(Records for the task begins)

PR #697, opened 2020-11-16
Implement question-collections (checkbox-support) in IMTR-client and frontend including single-checker multi-outcome

afjlambert:
Created tests + actual implementation for `collection=true` property on `Question`-model in `question.ts`.
It has various runtime checks also (like setting an Answer).

`collection=true` was implemented in the json files from the get-go, so no changes needed to IMTR-buildscript.

This PR includes single-checker multi-outcome support in imtr-client. Demo is made in frontend (packages/client) as well.

Permit order has been removed from checker.ts because the implementation was old. It was not really used in the FE anyway (except for debug-table maybe).

You can use this checker from the staging environment:

Schermafbeelding 2020-11-17 om 11 54 52


afjlambert:
Progress...
Schermafbeelding 2020-12-01 om 13 31 34
Schermafbeelding 2020-12-01 om 13 31 29

afjlambert:
I'll finish this in the current sprint.

packages/client/src/components/Question/Question.tsx
```diff
@@ -105,7 +106,7 @@ const Question: FunctionComponent<QuestionProps> = ({
         </ComponentWrapper>
       )}
 
-      <Answers {...{ errors, question, saveAnswer }} />
+      <Answers {...{ collection, errors, question, saveAnswer }} />
```
robinpiets: No need to pass `collection` because the entire `question` is passed.

packages/imtr-client/src/types.ts
```diff
@@ -3,7 +3,9 @@ import Question from "./models/question";
 
 export type Input = Question | Decision;
 export type ClientSimpleType = boolean | string | number;
-export type Answer = ClientSimpleType | undefined;
+export type AnswerType = Answer | undefined;
+export type Answer = ClientSimpleType | string[];
```
robinpiets, line 7: Why name this `AnswerType`? I think that's confusing, because I don't understand why this is a `type`. Why not just:
`export type Answer = ClientSimpleType | string[] | undefined;` 
or rename to something that's more understandable

packages/client/src/utils/index.ts
```diff
@@ -1,4 +1,5 @@
-import { ClientSimpleType, removeQuotes } from "@vergunningcheck/imtr-client";
+import { removeQuotes } from "@vergunningcheck/imtr-client";
+import { AnswerType } from "@vergunningcheck/imtr-client/src/types";
```
robinpiets: It's a default export so please import from the root.

packages/client/src/components/Answers.tsx
```diff
@@ -37,29 +37,56 @@ const Answers: FunctionComponent<AnswersProps> = ({
 
   return (
     <ComponentWrapper data-testid={QUESTION_ANSWERS}>
-      <RadioGroup name={id}>
-        {answers?.map((answer, index) => {
-          const { label, formValue, value } = answer;
+      {question.collection ? (
```
robinpiets: I've also made quite some changes to this file, can you please help me to avoid conflicts by changing this code a bit? Please first define these variables and render the Components conditionally based on the vars instead of your ternary:

```
const showCheckboxInput = collection;
const showRadioInput = !showCheckboxInput;
```

```
{showCheckboxInput && ....}
{showRadioInput && <RadioGroup name={id}>....</RadioGroup>}
```

My PR will also support `showTextInput` and in the future we can extend this with other inputs. I will also work on converting the checkboxes to support ASC-UI, in another PR.

packages/client/src/components/Question/QuestionAnswer.tsx
```diff
@@ -1,13 +1,14 @@
 import { Paragraph } from "@amsterdam/asc-ui";
-import { Answer, ClientOutcomes } from "@vergunningcheck/imtr-client";
+import type { AnswerType } from "@vergunningcheck/imtr-client";
+import { ClientOutcomes } from "@vergunningcheck/imtr-client";
```
robinpiets, line 3: It's a default export so please import from the root.

robinpiets (changes requested):
Nice work! Got some feedback based on my PR #795

packages/client/src/components/Question/Question.tsx
afjlambert: Check! Fixed.

packages/imtr-client/src/types.ts
afjlambert: An Answer is available if a question is actually answered. The AnswerType includes the option un-answerd.

afjlambert: It's to distinct between answered (Answer) and potentially un-answered (AnswerType) questions. Any suggestions for  better names?

packages/client/src/components/Question/QuestionAnswer.tsx
afjlambert: Not sure what you mean. It is imported from the root.
Please note line 2 is for importing `types` only. Line 3 is for importing actual variables.

robinpiets: Ah okay, sorry, I thought it was the same as the previous comment. 

You can keep it like this, in my PR I am converting this to:
```
import * as imtr from "@vergunningcheck/imtr-client";
```

afjlambert: Okay

afjlambert:
@robinpiets I removed the Draft status. It's not done yet as I'm struggling with the frontend implementation. Can't really test with multiple outcomes now. Maybe you can have a look at it?

packages/imtr-client/src/types.ts
robinpiets: `AnswerType` (or the original `Answer`) could be renamed to `AnsweredAnswer`, `UserAnswer`, `GivenAnswer`, `QuestionAnswer`?

packages/imtr-client/src/models/rule.ts
```diff
@@ -52,10 +52,16 @@ export default class Rule {
...
+  evaluateNew(values: AnswerType[]): number[] {
+    // XXX: `collectionOfSimpleTypes` doesn't work for the new `values`
+    // `values` can now be `[["Answer 1", "Answer 2"], ["Answer 3"]]` instead of ["Answer 1", "Answer 2", "Answer 3"]
+    // if (!collectionOfSimpleTypes(values)) {
+    //   throw Error(
+    //     `'values' should be an array of simple types, got ${JSON.stringify(
+    //       values
+    //     )}`
+    //   );
+    // }
```
robinpiets: @afjlambert Can you please make this work?

afjlambert:
I'll close this PR as we will not soon implement this feature. I'll keep the branch around.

(Records for the task ends)

Each line in the records above that contains the word "made" must be copied.

This PR includes single-checker multi-outcome support in imtr-client. Demo is made in frontend (packages/client) as well.
robinpiets: I've also made quite some changes to this file, can you please help me to avoid conflicts by changing this code a bit? Please first define these variables and render the Components conditionally based on the vars instead of your ternary:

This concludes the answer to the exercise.